◆ Extracted data entries:
Issue #722, opened 2018-03-15
don't case file names to lowercase


dkent600:
Currently `Reflection.getAlias` cases filenames to lower case.  I don't know why this is, but for my needs it would be great if it didn't do this, and instead would leave the file names with the same case as the types they document.

Perhaps this could be an option?

Gerrit0:
Closing in favor of #1585

PR #723, opened 2018-03-15
don't cast files to lower case

dkent600:
Addresses: https://github.com/TypeStrong/typedoc/issues/722

Don't cast files to lower case.  This enables me to dynamically use the file names to describe what the files contain when I list them in an index on my documentation page.

This change also fixes three lint errors.

### DIFF
--- a/src/lib/models/reflections/abstract.ts
+++ b/src/lib/models/reflections/abstract.ts
@@ -434,12 +434,12 @@ export abstract class Reflection {
      */
     getAlias(): string {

◆ Required work: Where the records above contain a line with "Perhaps this could be an option?", repeat that line and each later line through the end, exactly, and nothing more.

◆ Your response:
Perhaps this could be an option?

Gerrit0:
Closing in favor of #1585

PR #723, opened 2018-03-15
don't cast files to lower case

dkent600:
Addresses: https://github.com/TypeStrong/typedoc/issues/722

Don't cast files to lower case.  This enables me to dynamically use the file names to describe what the files contain when I list them in an index on my documentation page.

This change also fixes three lint errors.

### DIFF
--- a/src/lib/models/reflections/abstract.ts
+++ b/src/lib/models/reflections/abstract.ts
@@ -434,12 +434,12 @@ export abstract class Reflection {
      */
     getAlias(): string {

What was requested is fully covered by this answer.